===== RECORDS FOR THE EXERCISE =====
PR #775, opened 2023-02-28
Support Kotlin/JS

DRSchlaubi:
This PR attempts to provide Kotlin/JS support for Kord (see #69)

# Breaking Changes
* The following member functions were replaced by extension functions. Importing the extension functions should fix this breaking change.
  * `dev.kord.common.Locale.asJavaLocale` -> `import dev.kord.common.asJavaLocale`
  * `dev.kord.core.cache.KordCacheBuilder.lruCache` -> `import dev.kord.core.cache.lruCache`
  * `dev.kord.rest.builder.message.create.MessageCreateBuilder.addFile` -> `import dev.kord.rest.builder.message.create.addFile`
  * `dev.kord.rest.builder.message.modify.MessageModifyBuilder.addFile` -> `import dev.kord.rest.builder.message.modify.addFile`
  * `dev.kord.rest.request.RequestBuilder.file` -> `import dev.kord.rest.request.file`
* The type of the following declarations was changed from `java.util.Locale` to `dev.kord.common.Locale` (if you really need to use the Java class, use the `asJavaLocale` extension):
  * `dev.kord.core.entity.Guild.preferredLocale`
  * `dev.kord.rest.builder.guild.GuildModifyBuilder.preferredLocale`
* All annotations in `dev.kord.common.annotation` and the `dev.kord.gateway.PrivilegedIntent` annotation now have `BINARY` instead of `RUNTIME` retention. This means they are no longer visible for reflection.
* All maven consumers must append `-jvm` to their artifact IDs for `kord-common`, `kord-rest`, `kord-gateway` and `kord-core`.
* The `core-voice` capability has been removed, please use the `kord-core-voice` artifact instead.


common/src/jsMain/kotlin/dev/kord/common/Platform.kt
```diff
@@ -0,0 +1,13 @@
...
+public actual object Platform {
+    public actual val IS_JVM: Boolean = false
+    public actual val IS_NODE: Boolean
+        get() = js(
+            "typeof process !== 'undefined' && process.versions != null && process.versions.node != null"
+        ) as Boolean
+    public actual val IS_BROWSER: Boolean
+        get() = js(
+            "typeof window !== 'undefined' && typeof window.document !== 'undefined' || typeof self !== 'undefined' && typeof self.location !== 'undefined'"
+        ) as Boolean
```
Lukellmann, line 12: i'm curious, where do you have this cursed logic from?

common/src/jvmMain/kotlin/Platform.kt
```diff
@@ -0,0 +1,7 @@
+package dev.kord.common
+
+public actual object Platform {
+    public actual val IS_JVM: Boolean = true
+    public actual val IS_NODE: Boolean = false
+    public actual val IS_BROWSER: Boolean = false
```
Lukellmann, line 6:
```suggestion
    public actual const val IS_JVM: Boolean = true
    public actual const val IS_NODE: Boolean = false
    public actual const val IS_BROWSER: Boolean = false
```
will then be inlined

common/src/nonJvm/kotlin/ConcurrentHashMap.kt
```diff
@@ -0,0 +1,7 @@
+package dev.kord.common
+
+import co.touchlab.stately.collections.ConcurrentMutableMap
+import dev.kord.common.annotation.KordInternal
+
+@KordInternal
+public actual typealias ConcurrentHashMap<K, V> = ConcurrentMutableMap<K, V>
```
Lukellmann, line 7: i just remembered that js is single-threaded, wouldn't `MutableMap` be also ok as the actual type?

Lukellmann (commented):
i've looked at common so far - looks good overall

can you also test if `dokkaHtmlMultiModule` can be run? i wasn't able to

buildSrc/src/main/kotlin/Compiler.kt
```diff
@@ -1,21 +1,54 @@
...
+private fun String.asOptIn() = "-opt-in=$this"
+
 object Jvm {
     const val target = 8
 }
 
-fun KotlinJvmCompilerOptions.applyKordCompilerOptions() {
-    allWarningsAsErrors.set(true)
+fun KotlinCommonCompilerOptions.applyKordCompilerOptions() {
+    allWarningsAsErrors.set(false)
```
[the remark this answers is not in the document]
DRSchlaubi: I think there was one bug in the js compiler that we cannot fix rn which causes a warning which then causes compilation to fail, will check this again later

buildSrc/src/main/kotlin/Documentation.kt
```diff
@@ -0,0 +1,54 @@
+import org.gradle.api.tasks.TaskContainer
+import org.gradle.kotlin.dsl.withType
+import org.jetbrains.dokka.gradle.AbstractDokkaLeafTask
+import java.net.URL
+
+fun TaskContainer.configureDokka(additionalConfiguration: AbstractDokkaLeafTask.() -> Unit = {}) {
+    withType<AbstractDokkaLeafTask>().configureEach {
+        // see https://kotlin.github.io/dokka/<dokka version>/user_guide/gradle/usage/#configuration-options
```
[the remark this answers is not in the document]
DRSchlaubi: What is no longer valid?

common/src/jsMain/kotlin/dev/kord/common/Platform.kt
DRSchlaubi: https://github.com/ktorio/ktor/blob/23261519a5621a3401ab8b6db18740ad01f03b79/ktor-utils/js/src/io/ktor/util/PlatformUtilsJs.kt

common/src/nonJvm/kotlin/ConcurrentHashMap.kt
DRSchlaubi: Doesn't nodejs support multithreading?

buildSrc/src/main/kotlin/Compiler.kt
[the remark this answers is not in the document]
DRSchlaubi: Might be tracked as https://youtrack.jetbrains.com/issue/KT-51110/Pseudo-circular-dependency-causes-duplicate-library-name-warning-for-JS-target

DRSchlaubi:
Haha we have negative teamCity credits

For dokka: as core has a submodule a separate task `core:dokkaHtmlMultimodule` has been created which tried to generate docs for the `live-tests` module, which doesn't use dokka.

So using `:dokkaHtmlMultiModule` would have worked as it only runs for root. However this behavior has now been fixed and you should be able to run dokka again

common/src/jsMain/kotlin/dev/kord/common/Platform.kt
Lukellmann: and the browser part?

gateway/src/commonMain/kotlin/DefaultGateway.kt
```diff
@@ -179,21 +179,11 @@ public class DefaultGateway(private val data: DefaultGatewayData) : Gateway {
...
-            it.write(data)
-        }
-
-        return outputStream.use {
-            String(outputStream.toByteArray(), 0, outputStream.size(), Charsets.UTF_8)
-        }
-    }
-
     private suspend fun read(frame: Frame) {
+        defaultGatewayLogger.trace { "Received raw frame: $frame" }
```
Lukellmann, line 183: hm, should we add additional logging in the scope of this mpp pr?

Lukellmann: or rather: why did you add this?

rest/src/test/kotlin/request/StackTraceRecoveryTest.kt
```diff
@@ -1,55 +0,0 @@
...
-import io.ktor.client.*
-import io.ktor.client.engine.mock.*
-import io.ktor.http.*
-import io.ktor.util.*
-import io.ktor.utils.io.*
-import kotlinx.coroutines.test.runTest
-import kotlin.test.Test
-import kotlin.test.assertEquals
-
-class StackTraceRecoveryTest {
```
Lukellmann, line 14: why was this test deleted?

common/src/commonMain/kotlin/Platform.kt
```diff
@@ -0,0 +1,10 @@
+package dev.kord.common
+
+import dev.kord.common.annotation.KordInternal
+
+@KordInternal
+public expect object Platform {
```
Lukellmann, line 6: should we move this to `test-kit` while we don't need it in actual kord code?

this should eliminate these warnings (they seem to come up because of the dependency on `projects.common` in `test-kit` for access to this object):
```
> Task :common:compileTestKotlinJs                                                                                                                                                                                                                                                                                  
w: duplicate library name: kord:common 

> Task :common:compileTestDevelopmentExecutableKotlinJs                                                                                                                                                                                                                                                             
w: duplicate library name: kord:common
```

buildSrc/src/main/kotlin/Documentation.kt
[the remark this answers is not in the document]
Lukellmann: they moved the documentation to https://kotlinlang.org/docs/dokka-introduction.html instead

common/src/commonMain/kotlin/DiscordBitSet.kt
```diff
@@ -27,9 +32,10 @@ public class DiscordBitSet(internal var data: LongArray) { // data is in little-
     public val value: String
         get() {
             // need to convert from little-endian data to big-endian expected by BigInteger
-            val buffer = ByteBuffer.allocate(data.size * Long.SIZE_BYTES)
-            buffer.asLongBuffer().put(data.reversedArray())
-            return BigInteger(buffer.array()).toString()
+            return withBuffer(data.size * Long.SIZE_BYTES) {
+                writeFully(data.reversedArray())
+                formatIntegerFromByteArray(readBytes())
+            }
```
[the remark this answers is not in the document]
Lukellmann: i changed this to have the same code as before on jvm

core/src/commonTest/kotlin/performance/KordEventDropTest.kt
```diff
@@ -63,7 +68,9 @@ class KordEventDropTest {
     )
 
     @Test
-    fun `hammering the gateway does not drop core events`() = runBlocking {
+    @JsName("test1")
+    @IgnoreOnJs // currently this doesn't work on JS for some reason
+    fun `hammering the gateway does not drop core events`() = runTest {
```
Lukellmann, line 73: ok, it seems like the code is just too slow on js, is there a way to increase the timeout for kotlin js tests?

Lukellmann: yes you can, see https://github.com/kordlib/kord/pull/775/commits/7eb4a645503a49cdd2cdead337d02889147d2238

gateway/src/commonMain/kotlin/DefaultGateway.kt
DRSchlaubi: For additional debugging abilities of decompression. It might be smart to add this, as we know have to maintain two compression implementations

Lukellmann: sure 👍

rest/src/test/kotlin/request/StackTraceRecoveryTest.kt
Lukellmann: it was restored 👍

Lukellmann (approved):

Lukellmann:
about annotation retention, this is how kxser does it, should we do it like this too?
```kt
@MustBeDocumented
@Target(AnnotationTarget.PROPERTY, AnnotationTarget.CLASS, AnnotationTarget.TYPE)
//@Retention(AnnotationRetention.RUNTIME) // Runtime is the default retention, also see KT-41082
public annotation class Serializable(
    val with: KClass<out KSerializer<*>> = KSerializer::class // Default value indicates that auto-generated serializer is used
)
```
it would mean that it's still available at runtime on jvm at least, i.e. no breaking change

DRSchlaubi:
IMO these annotations shouldn't have been on runtime to begin with

Lukellmann:
> IMO these annotations shouldn't have been on runtime to begin with

but now they are, so why not keep it that way?

Lukellmann:
https://github.com/kordlib/kord/pull/659

DRSchlaubi:
I don't really see the benefit of keeping it

Lukellmann:
alright, it's fine for me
=====
• [ABOUT THIS TASK]
Copy each line of the data above that holds "again".

• [FINAL ANSWER]
DRSchlaubi: I think there was one bug in the js compiler that we cannot fix rn which causes a warning which then causes compilation to fail, will check this again later
So using `:dokkaHtmlMultiModule` would have worked as it only runs for root. However this behavior has now been fixed and you should be able to run dokka again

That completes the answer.